* **WHAT YOU SHOULD DO**
Reproduce word for word, from the entries below, the line with "skottmckay, line 22: Nothing", the line with "skottmckay: Do we", and every line between them, and nothing more.

(Stored data)
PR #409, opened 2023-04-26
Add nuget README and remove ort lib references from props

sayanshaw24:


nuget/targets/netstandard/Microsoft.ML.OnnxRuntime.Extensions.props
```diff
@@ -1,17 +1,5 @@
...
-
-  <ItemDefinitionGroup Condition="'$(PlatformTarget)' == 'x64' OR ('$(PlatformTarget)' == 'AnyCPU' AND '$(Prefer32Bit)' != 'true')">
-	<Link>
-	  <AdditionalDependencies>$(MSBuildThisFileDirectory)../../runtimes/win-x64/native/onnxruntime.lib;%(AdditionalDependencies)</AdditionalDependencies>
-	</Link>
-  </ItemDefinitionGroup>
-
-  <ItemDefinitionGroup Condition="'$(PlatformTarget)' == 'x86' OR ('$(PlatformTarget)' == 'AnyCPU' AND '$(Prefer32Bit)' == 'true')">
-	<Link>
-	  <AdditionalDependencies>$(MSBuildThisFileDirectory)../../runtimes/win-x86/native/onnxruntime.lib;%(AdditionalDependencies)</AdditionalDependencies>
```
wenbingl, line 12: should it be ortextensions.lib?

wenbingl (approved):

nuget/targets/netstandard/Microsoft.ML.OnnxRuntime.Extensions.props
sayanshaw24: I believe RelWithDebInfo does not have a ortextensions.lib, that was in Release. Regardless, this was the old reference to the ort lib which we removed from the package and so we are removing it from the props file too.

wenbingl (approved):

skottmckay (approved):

* * *

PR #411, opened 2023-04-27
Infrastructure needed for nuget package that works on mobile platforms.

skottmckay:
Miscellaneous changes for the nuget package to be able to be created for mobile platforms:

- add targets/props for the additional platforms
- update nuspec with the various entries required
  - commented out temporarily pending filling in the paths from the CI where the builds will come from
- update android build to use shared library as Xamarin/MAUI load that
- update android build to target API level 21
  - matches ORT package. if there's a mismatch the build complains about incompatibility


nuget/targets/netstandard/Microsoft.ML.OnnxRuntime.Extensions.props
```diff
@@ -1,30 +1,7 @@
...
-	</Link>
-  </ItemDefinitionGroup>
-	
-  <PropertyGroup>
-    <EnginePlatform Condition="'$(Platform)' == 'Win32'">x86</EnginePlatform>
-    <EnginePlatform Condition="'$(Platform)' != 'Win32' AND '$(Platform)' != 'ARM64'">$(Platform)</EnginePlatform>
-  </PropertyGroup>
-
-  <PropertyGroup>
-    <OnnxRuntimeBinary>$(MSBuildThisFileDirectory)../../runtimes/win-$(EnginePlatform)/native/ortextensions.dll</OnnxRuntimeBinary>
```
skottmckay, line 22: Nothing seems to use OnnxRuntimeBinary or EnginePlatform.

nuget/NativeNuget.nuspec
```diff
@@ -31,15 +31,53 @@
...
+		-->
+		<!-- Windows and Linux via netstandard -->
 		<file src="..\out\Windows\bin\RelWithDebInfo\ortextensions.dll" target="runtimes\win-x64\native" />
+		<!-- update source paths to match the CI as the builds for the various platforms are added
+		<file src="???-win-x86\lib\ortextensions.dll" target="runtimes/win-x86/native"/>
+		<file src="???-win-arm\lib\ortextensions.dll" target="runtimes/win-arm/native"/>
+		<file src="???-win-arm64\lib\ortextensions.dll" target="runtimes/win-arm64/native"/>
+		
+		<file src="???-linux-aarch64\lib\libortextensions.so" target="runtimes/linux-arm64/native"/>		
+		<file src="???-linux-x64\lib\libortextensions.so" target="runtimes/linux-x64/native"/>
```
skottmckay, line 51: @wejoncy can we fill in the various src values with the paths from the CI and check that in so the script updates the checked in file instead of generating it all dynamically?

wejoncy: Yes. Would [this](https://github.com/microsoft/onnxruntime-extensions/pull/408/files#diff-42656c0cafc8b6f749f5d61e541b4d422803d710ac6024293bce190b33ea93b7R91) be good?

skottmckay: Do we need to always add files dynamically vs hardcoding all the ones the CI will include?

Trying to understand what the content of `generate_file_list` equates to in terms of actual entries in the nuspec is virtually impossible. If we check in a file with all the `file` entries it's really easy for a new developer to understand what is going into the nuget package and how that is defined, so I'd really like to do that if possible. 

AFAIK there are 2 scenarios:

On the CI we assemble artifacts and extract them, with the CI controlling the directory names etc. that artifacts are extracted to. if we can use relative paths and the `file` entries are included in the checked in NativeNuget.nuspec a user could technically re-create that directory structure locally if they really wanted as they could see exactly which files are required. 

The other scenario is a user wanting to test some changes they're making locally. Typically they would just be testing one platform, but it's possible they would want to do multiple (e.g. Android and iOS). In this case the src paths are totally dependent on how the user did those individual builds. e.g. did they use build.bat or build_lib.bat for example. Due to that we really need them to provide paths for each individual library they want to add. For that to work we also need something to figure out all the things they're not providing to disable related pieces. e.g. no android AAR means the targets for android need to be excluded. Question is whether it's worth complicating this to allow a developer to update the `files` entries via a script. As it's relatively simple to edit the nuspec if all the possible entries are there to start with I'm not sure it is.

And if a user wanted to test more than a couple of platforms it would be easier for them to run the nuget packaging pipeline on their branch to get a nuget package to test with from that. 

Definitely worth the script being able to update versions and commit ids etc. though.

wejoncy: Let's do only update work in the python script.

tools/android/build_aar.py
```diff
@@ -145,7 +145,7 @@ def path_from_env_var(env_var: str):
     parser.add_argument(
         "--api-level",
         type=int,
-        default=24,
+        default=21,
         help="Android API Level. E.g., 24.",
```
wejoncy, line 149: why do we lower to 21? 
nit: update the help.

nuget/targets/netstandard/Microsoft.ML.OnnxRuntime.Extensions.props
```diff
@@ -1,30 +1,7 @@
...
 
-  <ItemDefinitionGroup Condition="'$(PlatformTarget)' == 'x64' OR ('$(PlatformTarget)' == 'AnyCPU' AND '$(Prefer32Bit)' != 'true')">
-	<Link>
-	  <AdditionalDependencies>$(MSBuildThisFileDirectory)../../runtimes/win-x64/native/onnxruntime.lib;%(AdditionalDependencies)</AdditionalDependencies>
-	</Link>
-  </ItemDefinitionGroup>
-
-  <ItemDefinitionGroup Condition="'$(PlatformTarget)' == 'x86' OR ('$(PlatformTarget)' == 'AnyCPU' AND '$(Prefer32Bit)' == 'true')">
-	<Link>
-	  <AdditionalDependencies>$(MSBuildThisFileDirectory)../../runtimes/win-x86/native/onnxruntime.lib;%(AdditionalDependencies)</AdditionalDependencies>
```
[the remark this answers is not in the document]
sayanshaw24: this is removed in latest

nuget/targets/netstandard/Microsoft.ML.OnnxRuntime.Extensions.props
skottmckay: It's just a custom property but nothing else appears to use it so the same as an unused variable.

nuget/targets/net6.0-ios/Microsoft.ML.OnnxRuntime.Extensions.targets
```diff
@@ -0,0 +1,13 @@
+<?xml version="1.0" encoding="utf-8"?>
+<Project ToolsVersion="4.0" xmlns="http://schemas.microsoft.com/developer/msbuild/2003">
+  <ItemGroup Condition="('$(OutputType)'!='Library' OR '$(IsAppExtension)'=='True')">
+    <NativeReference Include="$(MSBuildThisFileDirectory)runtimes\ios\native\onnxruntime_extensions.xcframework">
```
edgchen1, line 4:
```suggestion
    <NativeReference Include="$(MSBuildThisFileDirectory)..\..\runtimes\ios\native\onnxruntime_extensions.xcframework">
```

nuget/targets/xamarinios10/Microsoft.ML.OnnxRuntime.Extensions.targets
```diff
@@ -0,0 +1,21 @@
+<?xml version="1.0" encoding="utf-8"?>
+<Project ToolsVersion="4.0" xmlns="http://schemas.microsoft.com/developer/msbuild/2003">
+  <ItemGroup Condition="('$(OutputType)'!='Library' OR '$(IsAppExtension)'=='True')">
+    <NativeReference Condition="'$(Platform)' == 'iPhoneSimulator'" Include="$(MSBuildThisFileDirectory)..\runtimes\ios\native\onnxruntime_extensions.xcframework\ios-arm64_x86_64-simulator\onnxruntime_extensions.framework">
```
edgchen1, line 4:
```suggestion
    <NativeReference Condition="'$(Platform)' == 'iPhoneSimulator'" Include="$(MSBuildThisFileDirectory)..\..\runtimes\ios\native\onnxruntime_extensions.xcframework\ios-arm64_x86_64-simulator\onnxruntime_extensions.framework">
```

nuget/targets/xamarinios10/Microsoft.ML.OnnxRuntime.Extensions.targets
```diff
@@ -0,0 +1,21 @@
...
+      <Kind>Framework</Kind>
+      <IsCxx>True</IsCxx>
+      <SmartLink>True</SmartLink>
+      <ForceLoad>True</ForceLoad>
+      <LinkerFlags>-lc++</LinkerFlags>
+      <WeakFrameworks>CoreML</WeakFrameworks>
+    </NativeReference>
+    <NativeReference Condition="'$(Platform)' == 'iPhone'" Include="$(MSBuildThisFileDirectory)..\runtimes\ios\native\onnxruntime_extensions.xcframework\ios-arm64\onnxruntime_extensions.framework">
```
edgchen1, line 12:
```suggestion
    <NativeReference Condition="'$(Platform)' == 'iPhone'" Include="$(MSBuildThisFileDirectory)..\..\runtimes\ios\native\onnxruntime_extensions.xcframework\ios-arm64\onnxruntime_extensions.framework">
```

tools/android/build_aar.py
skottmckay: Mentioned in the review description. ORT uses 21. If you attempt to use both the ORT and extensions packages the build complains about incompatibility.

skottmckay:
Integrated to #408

* **ANSWER TO THE EXERCISE**
skottmckay, line 22: Nothing seems to use OnnxRuntimeBinary or EnginePlatform.

nuget/NativeNuget.nuspec
```diff
@@ -31,15 +31,53 @@
...
+		-->
+		<!-- Windows and Linux via netstandard -->
 		<file src="..\out\Windows\bin\RelWithDebInfo\ortextensions.dll" target="runtimes\win-x64\native" />
+		<!-- update source paths to match the CI as the builds for the various platforms are added
+		<file src="???-win-x86\lib\ortextensions.dll" target="runtimes/win-x86/native"/>
+		<file src="???-win-arm\lib\ortextensions.dll" target="runtimes/win-arm/native"/>
+		<file src="???-win-arm64\lib\ortextensions.dll" target="runtimes/win-arm64/native"/>
+		
+		<file src="???-linux-aarch64\lib\libortextensions.so" target="runtimes/linux-arm64/native"/>		
+		<file src="???-linux-x64\lib\libortextensions.so" target="runtimes/linux-x64/native"/>
```
skottmckay, line 51: @wejoncy can we fill in the various src values with the paths from the CI and check that in so the script updates the checked in file instead of generating it all dynamically?

wejoncy: Yes. Would [this](https://github.com/microsoft/onnxruntime-extensions/pull/408/files#diff-42656c0cafc8b6f749f5d61e541b4d422803d710ac6024293bce190b33ea93b7R91) be good?

skottmckay: Do we need to always add files dynamically vs hardcoding all the ones the CI will include?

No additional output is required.